Dredd losing his eyes in City of the Damned was a bit of a shock too... though even then I figured he wasn't going to be blind from there on out, no matter how many "Justice is blind" one-liners it set up.

TordelBack

Quote from: sheridan on 10 August, 2015, 10:00:22 AM
Quote from: Hawkmonger on 10 August, 2015, 09:05:50 AM
[spoiler]Having just started in my big Zenith read, [/spoiler]
Good one - after having spent the whole episode [spoiler]getting him into a state to face the enemy, you expect him to last more than a few seconds[/spoiler].

'Course we say that, as if a beloved character had completed a long road to redemption only to be cut down, but its only half-a-dozen pages over a fortnight.  Characters in US comics spend longer placing their order at a drive-thru.

Greg M.

Quote from: TotalHack on 10 August, 2015, 04:52:53 PM

'Course we say that, as if a beloved character had completed a long road to redemption only to be cut down, but its only half-a-dozen pages over a fortnight.
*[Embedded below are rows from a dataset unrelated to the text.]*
Issue #196, opened 2026-04-06
fix(mcp): create_context rejects is_private boolean parameter as string


JFK:
## Summary

Calling `create_context` via MCP with `is_private: true` fails because the backend treats the parameter as string `'true'` and PostgreSQL rejects it with `TypeError: Not a boolean value: 'true'`.

## Reproduction

MCP tool call (Claude Code, via `mcp__kagura-memory__create_context`):

```json
{
  "name": "kagura-dev",
  "display_name": "Kagura Memory Cloud Development",
  "is_private": true
}
```

Result:

```
(builtins.TypeError) Not a boolean value: 'true'
[SQL: INSERT INTO contexts (... is_private, ...) VALUES (..., $11::BOOLEAN, ...)]
[parameters: [{..., 'is_private': 'true', ...}]]
```

The parameter arrives at the SQL layer as the string `'true'` instead of the Python boolean `True`.

## Root cause (hypothesis)

MCP tool definition for `create_context` declares `is_private` as a boolean in the JSON schema, but the handler or argument binding is not coercing the incoming value from a string. Possibly:
- JSON schema type is `string` instead of `boolean`
- Handler unconditionally forwards the raw argument without type coercion
- Pydantic model at the REST side expects `bool` but receives `str` and doesn't auto-coerce (SQLAlchemy then rejects)

## Workaround

Omit `is_private` entirely — the DB default is `true` (private), which matches the most common intent.

## Impact

- `is_public` likely has the same bug (same parameter type)
- Blocks #18 context sync dogfood — any migration that carries `is_private`/`is_public` state hits this
- User-facing: confusing error message mentioning raw SQL internals

## Proposed fix

1. Verify the MCP tool JSON schema declares `is_private` and `is_public` as `{"type": "boolean"}`
2. Ensure the handler coerces string `"true"` / `"false"` to Python `True` / `False` if strict typing isn't enforced upstream
3. Add a unit test that calls `create_context` via the MCP handler with each combination

## Acceptance criteria

- [ ] `create_context(name=..., is_private=True)` succeeds via MCP
- [ ] `create_context(name=..., is_private=False, is_public=True)` succeeds via MCP
- [ ] `update_context` has the same guarantee
- [ ] MCP schema JSON explicitly types booleans

## Related

Discovered during v0.9.0 Soft Launch dogfood (#18) when migrating `kagura-dev` context from local → production via MCP.

PR #1328, opened 2026-07-16
fix(mcp): state value round-trip + error-envelope consistency

### LINKED ISSUE #1322: fix(mcp): get_state returns stringified JSON — coerce typeless 'value' arg (round-trip broken)

### LINKED ISSUE #1323: fix(mcp): normalize validation errors and not-found messages (pydantic leak, duplicated suffix, missing slug)
## Summary

Error-response consistency batch for MCP tools (three related paper cuts, one fix area):

### 1. Validation errors leak raw pydantic internals

Out-of-range inputs (remember importance, recall k, update_search_config weights, summary length) return:

```
{"status":"error","error":"1 validation error for RememberRequest\nimportance\n  Input should be less than or equal to 1 … https://errors.pydantic.dev/2.13/v/less_than_equal"}
```

while `list_tags(limit=501)` already does it right:

```
{"status":"error","error":"invalid_argument","message":"limit must be an integer between 1 and 500.","received":501}
```

Each pydantic leak is also logged server-side as a traceback (`mcp_tool_remember_failed` + `pydantic_core…ValidationError`), so ordinary client typos produce error-level log noise.

### 2. Duplicated "not found not found" in messages

- `explore` (bad memory_id): `"Memory <uuid> not found not found"`
- `delete_file` / `get_file_download_url` (deleted file): `"file <uuid> not found in workspace <uuid> not found"`

A formatter appends " not found" to an exception message that already ends with it.

### 3. `update_memory` error lacks the structured shape

Returns `{"status":"error","error":"Memory not found: <uuid>"}` — no error slug / message / help fields, unlike sibling tools (`reference` → `memory_not_found` + help).

Verified against v0.51.1 (2026-07-16).

## Expected

- One normalization layer converts pydantic ValidationError into the structured `{error: "invalid_argument", message: <human field summary>}` shape (no pydantic URLs), logged at warning without traceback.
- Not-found formatting deduplicated; update_memory returns `error: "memory_not_found"` + message + help like reference().

## Acceptance criteria

- Validation-error responses contain no "pydantic" tokens; field + constraint stated plainly
- Grep tests for the duplicated suffix
- update_memory not-found matches the documented error envelope

## Root cause (investigated)

1. Pydantic leak: the generic dispatch handler (`backend/src/mcp_server/tools/__init__.py:410-419`) does `except Exception as e: logger.error(..., exc_info=True); return {"status":"error","error": str(e)}` — remember (`memory.py:51-66`) and recall (`memory.py:423-434`) construct their `*Request` models with no local catch, so `str(ValidationError)` (with pydantic.dev URLs) goes to the client and a traceback goes to the logs. `update_search_config` (`search_config.py:91-94`) and `update_memory` (`memory.py:158-173`) catch locally but still stringify the raw dump into `message`. Clean pattern to mirror: `list_tags` (`context.py:919-933`). Suggested: a `ValidationError → {error:"invalid_argument", message:<loc+msg, no URLs>}` helper special-cased in the dispatch handler before the raw fallback, logged at warning without exc_info.

2. "not found not found": `NotFoundException` (`backend/src/utils/exceptions.py:152-159`) appends " not found" to the `resource` arg; explore passes a full sentence (`memory_service.py:3477/:3496` — `NotFoundException(f"Memory {id} not found")`), file storage passes `f"file {id} not found in workspace {ws}"` (`file_storage_service.py:171-175/:626-630/:138-139`). Switch to the two-arg form `NotFoundException("Memory", str(id))` used everywhere else.

3. update_memory envelope: `handle_update_memory` (`memory.py:145-252`) catches `_ContextNotFoundError` and `ValueError` but NOT `NotFoundException`, so it falls to the generic handler (raw string, no slug). Mirror `handle_reference`'s arm (`memory.py:770-775` → `memory_not_found` + help).

JFK:
## Summary

Closes #1322, Closes #1323. Two MCP response-quality fixes from the v0.51.1 live verification run.

### get_state round-trip (#1322)
`set_state`'s `value` field is typeless ("any") in the tool schema, so the #196/#197 arg-coercion pass skipped it — clients that JSON-stringify complex args got their stringified `value` stored verbatim into JSONB and returned verbatim (`"{\"phase\":…}"`, `"42"`), breaking the documented round-trip (also visible in `get_agent_bootstrap`'s state component). Typeless fields now get a best-effort JSON decode: strings that parse as JSON are decoded; plain strings and the literal `"null"` pass through unchanged (JSON null would violate NOT NULL storage). Values already stored double-encoded are ephemeral (TTL-bounded lane) and age out naturally.

### Error-envelope consistency (#1323)
- **Dispatch-level `ValidationError` arm**: out-of-range inputs (remember importance, recall k, …) returned raw pydantic dumps (`"1 validation error for RememberRequest\n… https://errors.pydantic.dev/…"`) and logged error-level tracebacks per client typo. Now: structured `invalid_argument` with a plain `field: constraint` message via the new `_format_validation_error`, logged at warning without traceback.
- `update_search_config` / `update_memory` construction errors use the same formatter (slug preserved).
- `handle_update_memory` gains the `memory_not_found` envelope arm (slug + help), mirroring `handle_reference` — previously fell through to the generic handler as a slug-less raw string.
- `file_storage_service`'s `NotFoundException` call sites switch to the two-arg form — the constructor appends " not found" itself, so full-sentence resource args produced doubled `"file <id> not found in workspace <ws> not found"` messages.

## Tests

Any-coercion matrix (object/number/boolean/plain-string/null/native), formatter unit tests, dispatch-arm envelope tests (remember + recall), update_memory envelope test. `tests/mcp_server + tests/services`: 2291 passed.

### DIFF
--- a/backend/src/mcp_server/tools/__init__.py
+++ b/backend/src/mcp_server/tools/__init__.py
@@ -418,9 +418,26 @@ async def execute_tool_call(
         # #1323: expected client-input errors — return the structured envelope
         # (no pydantic model names / errors.pydantic.dev URLs) and log at
         # warning without a traceback instead of an error-level exc_info dump.
-        message = _format_validation_error(e)
-        logger.warning(f"mcp_tool_{tool_name}_invalid_argument: {message}")
-        return _error_response("invalid_argument", message)
+        #
+        # Gate on the failing MODEL being a *Request* model: handlers also
+        # build pydantic Response models from DB rows deep in the service
+        # layer, and one of those failing is a SERVER data-integrity bug
+        # (e.g. a row that no longer fits the response schema — see the
+        # source_type Literal incident in models/schemas.py). Those must keep
+        # the loud error-level traceback + generic envelope below, not be
+        # misattributed to the caller as invalid_argument.
+        title = getattr(e, "title", "") or ""
+        if title.endswith("Request"):
+            message = _format_validation_error(e)
+            logger.warning(f"mcp_tool_{tool_name}_invalid_argument: {message}")
+            return _error_response("invalid_argument", message)
+        logger.error(f"mcp_tool_{tool_name}_failed: {e}", exc_info=True)
+        return [
+            TextContent(
+                type="text",
+                text=json.dumps({"status": "error", "error": str(e)}),
+            )
+        ]
     except Exception as e:
         logger.error(f"mcp_tool_{tool_name}_failed: {e}", exc_info=True)
         return [
--- a/backend/src/mcp_server/tools/__init__.py
+++ b/backend/src/mcp_server/tools/__init__.py
@@ -17,10 +17,15 @@ from typing import Any
 from uuid import UUID
 
 from mcp.types import TextContent
+from pydantic import ValidationError
 
 from mcp_server.tools._arg_coercion import coerce_mcp_arguments
 from mcp_server.tools._definitions import get_tool_definitions  # noqa: F401
-from mcp_server.tools._helpers import _error_response, _resolve_context_id
+from mcp_server.tools._helpers import (
+    _error_response,
+    _format_validation_error,
+    _resolve_context_id,
+)
 
 logger = logging.getLogger(__name__)
 
@@ -409,6 +414,13 @@ async def execute_tool_call(
 
     try:
         return await handler(args, user_id, workspace_id)
+    except ValidationError as e:
+        # #1323: expected client-input errors — return the structured envelope
+        # (no pydantic model names / errors.pydantic.dev URLs) and log at
+        # warning without a traceback instead of an error-level exc_info dump.
+        message = _format_validation_error(e)
+        logger.warning(f"mcp_tool_{tool_name}_invalid_argument: {message}")
+        return _error_response("invalid_argument", message)
     except Exception as e:
         logger.error(f"mcp_tool_{tool_name}_failed: {e}", exc_info=True)
         return [
--- a/backend/src/mcp_server/tools/_arg_coercion.py
+++ b/backend/src/mcp_server/tools/_arg_coercion.py
@@ -82,6 +82,26 @@ def _coerce_to_boolean(value: Any) -> Any:
     return value
 
 
+def _coerce_any(value: Any) -> Any:
+    """Best-effort decode for schema fields declared WITHOUT a ``type`` ("any").
+
+    #1322: quirky clients JSON-stringify complex values for typeless fields
+    too — ``set_state``'s ``value`` arrived as ``"{\\"phase\\": ...}"`` /
+    ``"42"`` and was stored verbatim into JSONB, breaking the documented
+    round-trip. Decode strings that parse as JSON; keep everything else,
+    including strings that decode to ``None`` (a JSON null would violate
+    NOT NULL storage, and a literal ``"null"`` string is more plausibly
+    intentional than a stringified null).
+    """
+    if not isinstance(value, str):
+        return value
+    try:
+        decoded = json.loads(value)
+    except (ValueError, TypeError):
+        return value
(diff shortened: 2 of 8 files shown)


JFK:
## Focused code-review (correctness angles) — applied in the follow-up commit

**Confirmed (fixed):**
1. **Dispatch arm over-catch**: it wrapped the whole handler, so ValidationError from RESPONSE-model construction (server data-integrity bugs like the documented source_type Literal incident) would be misattributed as client `invalid_argument` and logged quietly. Now gated on the pydantic error title ending in `Request`; response-model failures keep the loud error+traceback path (regression test included).
2. **update_memory NotFound arm mislabel**: the upsert (external_id) path can raise the service's `NotFoundException("Context", …)` from the isolation gate — was returned as `memory_not_found: None`. Now re-cast to the uniform `context_not_found` deny (mirroring handle_recall's CWE-639 precedent); memory variant keys on memory_id or external_id; arm logs 404 usage telemetry like its siblings.
3. **_coerce_any scalar retyping**: decoding `"42"`→42 / `"true"`→true would corrupt legitimately-string values and diverge from REST (stores what was sent). Scoped to objects/arrays only — the actual reported round-trip bug. Bonus: `["array","null"]`-typed fields (reserved binding filters) now decode stringified lists (tested).

**Noted, deferred:** repo-wide error-slug unification (`validation_error` dominates the codebase; `invalid_argument` is the new dispatch-arm slug per #1323's clean example) — a full sweep would churn ~10 tools and their tests; out of scope here.

**Verified clean:** pydantic 2.12 `errors(include_url=False)` + v1 TypeError fallback; no test/frontend asserts the old file-storage message text.

PR #1330, opened 2026-07-16
fix(mcp): deterministic create_edge duplicate contract (#1321)

### LINKED ISSUE #1321: fix(mcp): create_edge silently upserts existing edges and can clobber declared links
## Summary

`create_edge` on an **existing (source, target) pair silently upserts** the existing edge instead of creating/failing — overwriting weight, confidence, and even `edge_type`, with no warning and no origin protection:

Observed on v0.51.1 (2026-07-16):
- A declared link created via `remember(linked_memory_ids=[…])` (origin="declared", weight 1.0 / confidence 1.0) was overwritten to weight 0.9 by a later `create_edge(…, edge_type="neural_association", weight=0.9)` — the declared provenance's fixed 1.0/1.0 signal is gone.
- A write-time auto-similarity edge was converted to `edge_type="supersedes"` by `create_edge(edge_type="supersedes")` on the same pair — `created_at` stayed at the original edge's timestamp, proving type-mutating upsert. (The supersede shadowing then works, but the original edge's history is rewritten.)

## Questions to settle (design)

1. Is upsert-on-duplicate intended? If yes, it should be documented in the tool description and the response should say `operation: "updated"` vs `"created"`.
2. Should `origin="declared"` edges be protected from silent weight/type overwrite by a generic create_edge (declared links are provenance, per #741)?
3. `update_edge` exists for mutation — create_edge doubling as update makes the two tools' contracts overlap.

## Suggested direction

Either (a) reject duplicates with `edge_exists` + pointer to update_edge, or (b) keep upsert but return `operation` and refuse to downgrade declared-origin edges without an explicit flag.

## Acceptance criteria

- Documented, deterministic duplicate behavior + test
- Declared-link provenance can't be silently clobbered

JFK:
## Summary

Closes #1321.

`create_edge` on an existing (source, target) pair silently upserted, overwriting a declared link's `edge_type`/`weight`/`confidence` with no warning — observed clobbering `remember(linked_memory_ids=…)` provenance (weight 1.0/1.0 → 0.9) and retyping an auto edge to `supersedes` in place.

## New MCP-level duplicate contract

| Existing edge | Behavior |
|---|---|
| none | insert → `operation: "created"` |
| auto edge (`origin` hebbian/semantic) | values applied → `operation: "updated"` + `previous` pre-image (hebbian is promoted to declared; semantic keeps its origin — visible via the new `edge.origin` response field) |
| declared, identical values | no write → `operation: "unchanged"` (timeout-retries stay idempotent) |
| declared, different values | error `edge_exists` echoing the existing edge; points to `update_edge` / `overwrite=true` |
| declared + `overwrite=true` | re-assert → `operation: "updated"` + `previous` |

The repository upsert is intentionally untouched — SDK/worker replay paths depend on its unconditional 3-col semantics. The non-overwrite arms pass `protect_declared_link=True` so a declared edge racing in between the pre-check and the upsert keeps its type/origin.

## Review (multi-agent adversarial, 5 angles × 3 refuters)

19 findings raised, 5 confirmed and fixed in the second commit:
- **critical**: `edge_exists` arm serialized the ORM instance after `db.rollback()` → MissingGreenlet on the async session; the 409 envelope was unreachable against a real DB. Snapshot now taken before rollback.
- **warning**: `overwrite` failed open on unrecognized strings (`bool("null") is True`); now fails closed with `validation_error`.
- **warning**: description over-promised origin promotion for semantic edges; wording fixed and `origin` added to edge responses (additive).
- 2 test-coverage gaps (semantic-origin update, `overwrite=true` fresh pair) closed.

## Testing

- 17 handler/schema tests in `tests/mcp_server/test_edge_tools.py` (5-scenario contract matrix + fail-closed overwrite + schema pins)
- mcp_server suite: 344 passed locally; edge-related suites (repositories/services/neural): 544 passed


JFK:
Addressed the Copilot review comment: all four created-edge mocks now carry `origin="declared"` (matching the handler's user-assertion contract), and both `operation: "created"` cases additionally assert `edge.origin == "declared"` so origin plumbing is pinned end-to-end.

PR #1345, opened 2026-07-17
fix(db): accept exponent coordinates in e69 location guard (#1344)

### LINKED ISSUE #1344: fix(db): e69 location generated columns NULL out exponent-notation coordinates on json details column
Final pre-deploy inspection of the v0.53.0 delta found a confirmed silent-invisibility bug in the #1331 WHERE axis, reproduced on PG 18.4.

## Root cause
- \`memories.details\` is PostgreSQL **json** (baseline migration \`sa.JSON()\`), not JSONB. json stores the inserted text **verbatim**.
- The app write path serializes via \`json.dumps\`, which renders any \`0 < |value| < 1e-4\` coordinate in exponent notation (e.g. \`5e-05\`) after \`normalize_location\`'s \`round(x, 7)\`.
- e69's generated-column regex guard \`^-?[0-9]+(\.[0-9]+)?$\` rejects exponent notation, so \`location_lat/lon\` become **NULL**: the write returns success, \`recall_nearby\` silently never returns the row. No 422, no log.
- The e69/model docstrings justify the regex with "JSONB renders numerics via numeric (never exponent notation)" — a false premise for this schema. The migration pin test masked the gap by inserting through \`CAST(:details AS JSONB)\`, which canonicalizes \`1e-7\` → \`0.0000001\` before it lands in the json column — a path the app never takes.

Affected band: any lat within ~11 m of the equator, any lon within ~11 m of the prime meridian (real coordinates, e.g. Greenwich).

## Fix
- Widen both regexes (e69 migration + \`models/memory.py\` Computed parity) to accept exponent notation: \`^-?[0-9]+(\.[0-9]+)?([eE][+-]?[0-9]{1,2})?$\` (\`'1e-07'::double precision\` casts cleanly — verified). The 2-digit exponent cap keeps any castable value inside double-precision range, preserving the "malformed → NULL, never error" guard contract.
- e69 is merged but **not applied in production** (prod deploys v0.53.0 today), so the migration is edited in place — no e70 needed. Local/CI DBs are rebuilt from scratch.
- Correct the false-premise docstrings (json verbatim storage, not JSONB canonicalization).
- Pin tests: add a \`CAST(:details AS JSON)\` app-fidelity insert path with exponent-notation pins alongside the existing jsonb-cast raw-SQL-defense pins; add a service-path e2e (remember → recall_nearby round-trip at lon=5e-05).

Found by the pre-deploy 13-angle review workflow + prod schema inspection (details column type + 0 legacy location rows, 5,725 rows / 27 MB).

Ref: #1331, #1341.

JFK:
Closes #1344

## Problem
`memories.details` is PostgreSQL **json** (not jsonb) — inserted text is stored verbatim. The app write path (`json.dumps`) renders any `0 < |value| < 1e-4` coordinate in exponent notation (`5e-05`), which the e69 generated-column regex `^-?[0-9]+(\.[0-9]+)?$` rejected → `location_lat/lon` silently NULL → the write succeeds but `recall_nearby` never returns the row (a ~11 m band along the equator / prime meridian, e.g. Greenwich).

The existing pin test masked this by inserting through `CAST(:details AS JSONB)`, whose jsonb round-trip canonicalizes `1e-7` → `0.0000001` before the json-column assignment — a path the app never takes. The e69/model docstrings' "JSONB renders numerics via numeric" premise is false for this schema.

## Fix
- Widen the guard in **both** e69 and the model Computed (parity pinned by `test_create_all_vs_alembic_drift.py`, passing) to `^-?[0-9]+(\.[0-9]+)?([eE][+-]?[0-9]{1,2})?$`. The 2-digit exponent cap keeps every accepted lexeme castable without double-precision overflow, preserving the "malformed → NULL, never error" contract.
- e69 edited **in place**: production has not applied it (v0.53.0 ships it today); local/CI DBs are rebuilt from scratch.
- Docstrings + design doc corrected to the json-verbatim reality.

## Tests (red→green verified)
- New `CAST(:details AS JSON)` app-fidelity insert path: `5e-05` / `1e-07` / `-1.23e-05` survive; `1e123` (3-digit exponent) NULLs instead of erroring.
- ORM-path e2e: memory 5 m east of the prime meridian written via the real serializer is found by `query_nearby_memories` at ~3.5 m.
- Both new pins **fail under the old regex** (verified against an old-regex DB) and pass with the fix.
- Full geo suite: 23 integration + 62 unit passed; lint & pyright clean (0 errors, identical to main).

## Prod evidence
- `information_schema`: prod `details` column type = `json`; rows with `details->'location'`: **0**; `memories`: 5,725 rows / 27 MB (e69 rewrite is trivial).

https://claude.ai/code/session_01CDnEwGpK7semEzr42hushN

### DIFF
--- a/backend/alembic/versions/e69_1331_location_cols.py
+++ b/backend/alembic/versions/e69_1331_location_cols.py
@@ -5,9 +5,14 @@ columns' TEXT trick (::timestamp is only STABLE), ``::double precision`` is
 IMMUTABLE, so these are real numeric STORED generated columns. The regex
 guard NULLs malformed details.location values instead of failing the INSERT
 (raw-SQL defense); MemoryService._apply_location's normalize_location is the
-writer-side contract (validation + 7-decimal fixed-point write-back) and
-JSONB renders numerics via ``numeric`` (never exponent notation), so
-well-formed writes always match the guard.
+writer-side contract (validation + 7-decimal fixed-point write-back).
+
+``memories.details`` is PostgreSQL json (NOT jsonb) — inserted text is
+stored VERBATIM, so numerics reach ``->>`` exactly as the writer serialized
+them. The app path (json.dumps) renders 0 < |value| < 1e-4 in exponent
+notation (``5e-05``), so the guard accepts exponent forms (#1344); the
+2-digit exponent cap keeps every accepted lexeme castable without
+double-precision overflow ("malformed -> NULL, never error").
 
 NOTE: adding STORED generated columns rewrites the table — check the prod
 ``memories`` row count before applying (e30_877 was the same shape and
@@ -30,7 +35,7 @@ def upgrade() -> None:
         r"""
         ALTER TABLE memories
         ADD COLUMN location_lat DOUBLE PRECISION
-        GENERATED ALWAYS AS (CASE WHEN details->'location'->>'lat' ~ '^-?[0-9]+(\.[0-9]+)?$'
+        GENERATED ALWAYS AS (CASE WHEN details->'location'->>'lat' ~ '^-?[0-9]+(\.[0-9]+)?([eE][+-]?[0-9]{1,2})?$'
         THEN (details->'location'->>'lat')::double precision ELSE NULL END) STORED
         """
     )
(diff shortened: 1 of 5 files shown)


JFK:
All 4 Copilot findings addressed in the follow-up commit: corrected the overflow rationale (1e123 is in double range — the cap prevents the 1e309 cast-error class and keeps 1e123 off the range CHECK), reworded the model/migration comments to stop overstating the guarantee, fixed the `:d` → `:details` docstring mismatch, and extended the cap pin to test both `1e123` and `1e309`. Behavior unchanged; 9/9 migration pins pass.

It's a great bit of writing – after all the bloody hippies and ex-hippies and Tories and Nazis, with their Machiavellian schemes, Morrison introduces a proper two-fisted, no-nonsense bloke to sort things out, and our first reaction is probably much the same as Zenith's – he sounds brilliant! We really do fall for it, hence the disproportionate impact of his demise.

Hawkmumbler

Also the irony of it. If Rhys had just shut up and dropped the bloody rock he would have killed Masterman.